Il mondiale che si giocherà in terra arabica tra dieci anni non sarà solo sport: diventerà un’importante finestra aperta sui progressi socioculturali dell’Arabia.

di Marco Vangelisti

Affronto questo tema partendo dalla constatazione già fatta: a tutti i livelli lo sport emoziona. Eppure, in ambito globale, come nel caso dei Mondiali di calcio, lo sport influisce fortemente anche sulla mente collettiva che vive un particolare contesto culturale, politico e sociale. Il 2034 sarà l’anno dello svolgimento dei Mondiali in Arabia Saudita. Un Paese che, in queste settimane, mostra una nuova versione di sé, tra discussioni da sbrogliare e sfide da vincere.

Questo grande torneo sportivo si inserisce in un contesto più ampio, che è quello del piano “Vision 2030”: un ambizioso programma di riforme voluto dal principe ereditario Mohammad bin Salman. Il progetto mira a trasformare l’economia del Paese, tradizionalmente basata sul petrolio, in un modello più diversificato e sostenibile, puntando su turismo, tecnologia e innovazione.

Dal punto di vista socioculturale, l’Arabia Saudita mostra tutte le sue contraddizioni: la società è profondamente ancorata al passato e conservatrice, radicata nei valori islamici e nella monarchia assoluta. Tuttavia, negli ultimi anni, si sono registrati segnali di apertura: è stato permesso alle donne di guidare, sono state ampliate le loro opportunità lavorative e sono stati organizzati eventi culturali e sportivi senza precedenti. Questi aspetti, seppur di grande importanza, non devono sviare l’attenzione da elementi di segno opposto: la limitata libertà di espressione, la censura, le severa punizione per i dissidenti politici e le polemiche per le violazioni dei diritti umani.

La scelta di assegnare i Mondiali all’Arabia Saudita è stata fin da subito molto discussa. Amnesty International, Human Rights Watch e le principali organizzazioni internazionali per la tutela dei Diritti Umani continuano a denunciare violazioni nel Paese.

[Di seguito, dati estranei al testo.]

PR #315, opened 2021-04-26
style: use black for consistent and automated formatting

cjp256:
- Add test case to check formatting.

- Add a couple of ignores to flake8 that conflict with black, including
  E203 and W503. For further reading, the rationale is provided @
  https://black.readthedocs.io/en/stable/the_black_code_style.html

They also recommend to disable E501 (line-too-long), but for this PR
I simply bumped the minimum required line length after using black. We
need to revisit our approach if we want to be stricter than that.

### DIFF
--- a/.flake8
+++ b/.flake8
@@ -10,3 +10,8 @@ exclude:
     *.egg_info
     dist
     snap
+extend-ignore:
+    # E203 whitespace before ‘:’ (Not PEP8 compliant, Python Black)
+    E203
+    # W503 line break before binary operator (Not PEP8 compliant, Python Black)
+    W503
--- a/tests/test_infra.py
+++ b/tests/test_infra.py
@@ -21,6 +21,8 @@ import re
 import subprocess
 from unittest.mock import patch
 
+import black
+import click.testing
 import pydocstyle
 import pytest
 from flake8.api.legacy import get_style_guide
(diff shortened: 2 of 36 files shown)


.flake8
```diff
@@ -1,5 +1,5 @@
 [flake8]
-max-line-length = 99
+max-line-length = 107
```
facundobatista, line 2: Let's fix those weird lines and keep this at 99, so we don't go to a "broken master" then to fix it.

(And I need to see that this is doable with black ;) )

Vediamo le più importanti:

– Diritti delle donne. Nonostante le riforme promosse negli ultimi anni, le donne saudite non possono ancora godere di una serie di diritti fondamentali: restano le limitazioni alla libertà di movimento (non possono ottenere un passaporto, uscire dal paese o viaggiare all’estero; non possono sposarsi o essere rilasciate dal carcere senza l’approvazione del loro tutore di sesso maschile). Esistono ancora arresti arbitrari e la tortura per i difensori dei diritti delle donne.

– Libertà di parola. Sono diversi i casi di oppositori del regime arrestati ingiustamente, torturati e maltrattati. Solo negli ultimi due anni, le organizzazioni per i Diritti Umani hanno documentato nuovi arresti di giornalisti e attivisti.

– Diritti dei lavoratori. L’ingente mole di cantieri per il mondiale hanno esposto migliaia di lavoratori migranti a violazioni e condizioni che sono ai limiti della dignità umana. La maggior parte dei dieci milioni di lavoratori stranieri arriva da India, Nepal e Bangladesh, in fuga dalle disastrose condizioni economiche dei propri Paesi.

È forte anche l’allarme per l’impatto ambientale che un mondiale organizzato completamente in Arabia Saudita può generare. Con temperature torride d’estate e clima desertico, le operazioni di raffreddamento di campi, strutture e stadi sono una sottile linea di confine tra innovazione e catastrofe.

Insomma, i Mondiali del 2034 rappresenteranno non solo una celebrazione del calcio mondiale, ma anche un’occasione per mettere alla prova la retorica araba del cambiamento, costringendo il “nuovo centro” dello sport globale a confrontarsi con la realtà dei fatti.Lo sport sarà un palcoscenico calcistico dove il “bene” reciterà per costruire un ponte che guardi al cambiamento e il “male” interpreterà quelle distanze culturali che rendono l’Arabia Saudita ancora così lontana.